I'm trying to set up a pipeline to extract, via awk, certain fields and the ascii data (source IP, target IP, and payload) from each packet in a stream of packets captured by tcpdump, but I'm having difficulty. I think the problem is that the payload are arbitrary and it's hard to find a fixed structure one can use to filter it into a record via awk.
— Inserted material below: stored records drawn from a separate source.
PR #5137, opened 2020-03-05
Introduce default-setting prime for collective

gavofyork:
Allows the existence of a "prime member" of the collective whose vote acts as the default for any other members.

CC @jacogr


frame/collective/src/lib.rs
```diff
@@ -152,19 +177,21 @@ decl_module! {
...
 			ensure_root(origin)?;
 			let mut new_members = new_members;
 			new_members.sort();
-			<Members<T, I>>::mutate(|m| {
-				<Self as ChangeMembers<T::AccountId>>::set_members_sorted(&new_members[..], m);
-				*m = new_members;
-			});
+			let old = Members::<T, I>::get();
+			<Self as ChangeMembers<T::AccountId>>::set_members_sorted(&new_members[..], &old);
+			Prime::<T, I>::set(prime);
```
shawntabrizi: Updating `Members` storage with `new_members` has been lost with this change.

frame/collective/src/lib.rs
```diff
@@ -249,43 +277,110 @@ decl_module! {
...
+		///   - `L` is the encoded length of `proposal` preimage.
+		#[weight = SimpleDispatchInfo::FixedOperational(200_000)]
+		fn close(origin, proposal: T::Hash, #[compact] index: ProposalIndex) {
+			let _ = ensure_signed(origin)?;
+
+			let voting = Self::voting(&proposal).ok_or(Error::<T, I>::ProposalMissing)?;
+			ensure!(voting.index == index, Error::<T, I>::WrongIndex);
+			ensure!(system::Module::<T>::block_number() >= voting.end, Error::<T, I>::TooEarly);
+
+			// default to true only if there's a prime and they vpted in favour.
```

Here's my current command:
sudo tcpdump -i en1 -A -q -l | awk ' { print "fields are $3 $5 $8} '
Here is a single line of the output I'm trying to filter:
12:45:23.890302 IP 10.0.1.3.52695 > weblnb.fogcreek.com.http: tcp 739
E....M@.@...
T.........P-.....&.....
2U......GET /default.asp?pg=pgRss&ixDiscussGroup=5 HTTP/1.1
Host: discuss.joelonsoftware.com
User-Agent: Vienna/2.6.0.2601
Accept: */*
Accept-Encoding: gzip
Accept-Language: en-us
Cookie: __utma=261409944.1875583.1351297139.1362842383.1362868129.78; __utmz=261409944.1358134504.43.4.utmcsr=joelonsoftware.com|utmccn=(referral)|utmcmd=referral|utmcct=/; fb_SessionId=qc48cvnjvacl3jeo76l8qv69emn119; DBID=LTOJIXRXTFAPXDGFBKCAYLVCILYFCA; fbToken=lqdf3avvfodabtfvd5c4drt18107B8; sUniqueID=20121026230417-66.117.217.10-slb5btkgb5; __utma=131697940.47826445.1351869116.1360335377.1361680499.5; __utmz=131697940.1361680499.5.2.utmccn=(referral)|utmcsr=statcounter.com|utmcct=/p8568424/exit_link_activity/|utmcmd=referral
Connection: keep-alive
The desired output from this filter is
10.0.1.3.52695 weblnb.fogcreek.com.http: { E....M@.@...
T.........P-.....&.....
2U......GET /default.asp?pg=pgRss&ixDiscussGroup=5 HTTP/1.1
Host: discuss.joelonsoftware.com
User-Agent: Vienna/2.6.0.2601
Accept: */*
Accept-Encoding: gzip
Accept-Language: en-us
Cookie: __utma=261409944.1875583.1351297139.1362842383.1362868129.78; __utmz=261409944.1358134504.43.4.utmcsr=joelonsoftware.com|utmccn=(referral)|utmcmd=referral|utmcct=/; fb_SessionId=qc48cvnjvacl3jeo76l8qv69emn119; DBID=LTOJIXRXTFAPXDGFBKCAYLVCILYFCA; fbToken=lqdf3avvfodabtfvd5c4drt18107B8; sUniqueID=20121026230417-66.117.217.10-slb5btkgb5; __utma=131697940.47826445.1351869116.1360335377.1361680499.5; __utmz=131697940.1361680499.5.2.utmccn=(referral)|utmcsr=statcounter.com|utmcct=/p8568424/exit_link_activity/|utmcmd=referral
Connection: keep-alive}
Note: the level of abstraction here is not limited to the single specific example above. The general structure of the filtered output should look like this:
$sourceip $targetip {$raw_packet_data/payload,_could_be_http_stream_or_just_plain_gibberish}
The ending demarcation of the payload field should be the start of the next packet, cf. $sourceip.
And the awk filter should capture every line of the tcpdump output stream in this fashion, not just a single line.
Any suggestions on how to implement this?